By Devika Krishna Kumar

NEW YORK (Reuters) – Oil prices fell for a second day on Friday, retreating further from recent highs as Texas energy companies began preparations to restart oil and gas fields shuttered by freezing weather.

Brent crude futures were down 33 cents, or 0.5%, at $63.60 a barrel by 11:06 a.m. (1606 GMT) U.S. West Texas Intermediate (WTI) crude futures fell 60 cents, or 1%, to $59.92.

This week, both benchmarks had climbed to the highest in more than a year.

“Price pullback thus far appears corrective and is slight within the context of this month’s major upside price acceleration,” said Jim Ritterbusch, president of Ritterbusch and Associates.

Unusually cold weather in Texas and the Plains states curtailed up to 4 million barrels per day (bpd) of crude production and 21 billion cubic feet of natural gas, analysts estimated.

Texas refiners halted about a fifth of the nation’s oil processing amid power outages and severe cold.

Companies were expected to prepare for production restarts on Friday as electric power and water services slowly resume, sources said.
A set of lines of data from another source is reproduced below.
PR #2543, opened 2026-03-10
fix: map no trailers ok status to unknown

rumenov:
## Motivation

The change updates gRPC status handling so that HTTP 200 responses missing grpc-status trailers are treated as internal errors instead of silently completing. A new integration test simulates a truncated response to ensure clients surface the issue. This prevents data loss scenarios from being masked as successful completions.
Clients will now see explicit internal errors when a streaming response ends without grpc-status trailers, preventing silent data loss. The new integration test guards this behavior against future regressions.

## Solution

1. gRPC Status Mapping
Adjusted tonic’s infer_grpc_status logic to treat missing trailers as protocol violations.
http 200 responses without grpc-status trailers now return an internal Status error instead of appearing as clean end-of-stream.
Expanded comments explaining protocol expectations and rationale for mapping to Internal.
Clarified that h2::Reason::NO_ERROR on RST_STREAM signals missing grpc-status trailers.

2. Integration Test Coverage
Added an integration test that simulates a truncated server response to verify the new error mapping.
Introduced TruncatedBody and tower layer to cut off the response before trailers.
Created missing_grpc_status_trailer_is_internal_error test ensuring client surfaces tonic::Code::Internal.
Verified error message contains 'missing grpc-status trailer' to guard against regressions.

### DIFF
--- a/tests/integration_tests/tests/status.rs
+++ b/tests/integration_tests/tests/status.rs
@@ -398,7 +398,11 @@ async fn missing_grpc_status_trailer_is_unknown_error() {
     //
     //      tonic's decoder sees None with an empty buffer, calls
     //      `infer_grpc_status(trailers=None, status=200)`, and returns
-    //      `Code::Unknown` — the expected behaviour.
+    //      `Code::Unknown` because it is not able to observe the
+    //      RST_STREAM(NO_ERROR) at this time and only sees a stream end
+    //      successfully but without trailers containing grpc-status.
+    //      TODO: this should expect Code::Internal instead.
+
     let (headers_acked_tx, headers_acked_rx) = tokio::sync::oneshot::channel::<()>();
 
     tokio::spawn(async move {


tonic/src/status.rs
```diff
@@ -796,13 +798,27 @@ pub(crate) fn infer_grpc_status(
...
-        // https://github.com/hyperium/tonic/issues/681
-        http::StatusCode::OK => return Err(None),
+        // https://github.com/grpc/grpc/blob/master/doc/PROTOCOL-HTTP2.md#responses
+        //
+        // Note: the old behaviour (returning Err(None) == "stream ended cleanly") was needed
+        // to handle the edge case in https://github.com/hyperium/tonic/issues/681 where a
+        // misbehaving server sends two Status frames. That case is already handled by the
+        // code above that parses grpc-status from whatever trailers *are* present, so
+        // changing this branch to a hard error is safe.
+        http::StatusCode::OK => return Err(Some(Status::internal(
```
dfawley: As mentioned in the issue, this should be `unknown` instead of `internal`.

(See https://github.com/grpc/grpc-go/pull/8702 for Go's conscious decision to change it to `Unknown` after it had inadvertently been changed to `Internal`.)

tests/integration_tests/tests/status.rs
```diff
@@ -351,3 +352,153 @@ async fn message_and_then_status_from_server_stream() {
     assert_eq!(stream.message().await.unwrap_err().message(), "foo");
     assert_eq!(stream.message().await.unwrap(), None);
 }
+
+// ---------------------------------------------------------------------------
+// Bug fix: HTTP 200 response with no grpc-status trailer must surface as
+// Internal, not silently treated as a clean end-of-stream.
```
dfawley: (Unknown, as below)

tests/integration_tests/tests/status.rs
```diff
@@ -351,3 +352,153 @@ async fn message_and_then_status_from_server_stream() {
...
+//
+// We simulate this by interposing a tower layer that replaces the real
+// server response body with one that immediately ends (no frames, no
+// trailers) while keeping the HTTP 200 status code.
```
dfawley: Is this how is looks when a RST_STREAM(NO_ERROR) occurs?  Because otherwise I'm a little concerned that this doesn't accurately represent the scenario you described in the bug.  This test is still useful -- I just want to check to make sure this fixes the issue for you, since it seems tonic _attempts_ to map RST_STREAM(NO_ERROR) to Internal (as it should), and that is the scenario you indicated you are encountering.

rumenov: I changed the test so the h2 traces match exactly what we observed

tests/integration_tests/tests/status.rs
```diff
@@ -351,3 +351,104 @@ async fn message_and_then_status_from_server_stream() {
...
+
+    // Oneshot channel: client signals the server once `stream_call().await`
+    // has returned, i.e. the response HEADERS have been received and the
+    // client is about to enter the body-reading loop.  The server delays
+    // `send_reset` until it receives this signal so that:
+    //
+    //   1. RST_STREAM is queued only AFTER the HEADERS frame has already
+    //      been flushed over the wire (h2's `send_reset` calls `clear_queue`
+    //      which would otherwise discard any still-pending DATA frames, but
+    //      here there are none — only the already-flushed HEADERS matter).
```
dfawley, line 386: > h2's `send_reset` calls `clear_queue`

Side note on this particular behavior of h2: gRPC will not want this, as gRPC wants to send trailers with END_STREAM and then immediately RST_STREAM(NO_ERROR) after it if the client has not sent an END_STREAM first.

tests/integration_tests/tests/status.rs
```diff
@@ -351,3 +351,104 @@ async fn message_and_then_status_from_server_stream() {
...
+    //
+    //   2. The client is inside `Incoming::poll_data` (or about to enter it)
+    //      when RST_STREAM arrives.  That is exactly the branch where hyper
+    //      converts `Reset(NO_ERROR)` to `Poll::Ready(None)` (a clean
```
dfawley, line 390: I think ultimately we'll want to move away from hyper for gRPC, because of things like this, but first I want to focus on adding all the things tonic is missing, and not reimplementing the transport until necessary.

tests/integration_tests/tests/status.rs
```diff
@@ -351,3 +351,104 @@ async fn message_and_then_status_from_server_stream() {
...
+    //
+    //        Some(Err(e)) => match e.reason() {
+    //            Some(h2::Reason::NO_ERROR) | Some(h2::Reason::CANCEL)
+    //                => Poll::Ready(None),   // ← taken here
+    //            _   => Poll::Ready(Some(Err(...))),
+    //        }
+    //
+    //      tonic's decoder sees None with an empty buffer, calls
+    //      `infer_grpc_status(trailers=None, status=200)`, and returns
+    //      `Code::Unknown` — the expected behaviour.
```
dfawley: One nit-pick: this is not the expected behavior in this case, actually.  It should be INTERNAL.

I would say something like "...returns Code::Unknown because it is not able to observe the RST_STREAM(NO_ERROR) at this time and only sees a stream end successfully but without trailers containing `grpc-status`.  TODO(i/2547): this should expect Code::Internal instead."  (Or don't re-use 2547 and we file a new issue for this small, lower-priority refinement instead; I'm OK either way.)

tests/integration_tests/tests/status.rs
rumenov: I guess this is a self note ☺️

“While much of the selling relates to a gradual resumption of power in the Gulf coast region ahead of a significant temperature warmup, the magnitude of this week’s loss of supply may require further discounting given much uncertainty regarding the extent and possible duration of lost output,” Ritterbusch said.

Oil fell despite a surprise drop in U.S. crude stockpiles in the week to Feb. 12, before the big freeze. Inventories fell by 7.3 million barrels to 461.8 million barrels, their lowest since March, the Energy Information Administration reported on Thursday. [EIA/S]

The United States on Thursday said it was ready to talk to Iran about returning to a 2015 agreement that aimed to prevent Tehran from acquiring nuclear weapons. Still, analysts did not expect near-term reversal of sanctions on Iran that were imposed by the previous U.S. administration.

“This breakthrough increases the probability that we may see Iran returning to the oil market soon, although there is much to be discussed and a new deal will not be a carbon-copy of the 2015 nuclear deal,” said StoneX analyst Kevin Solomon.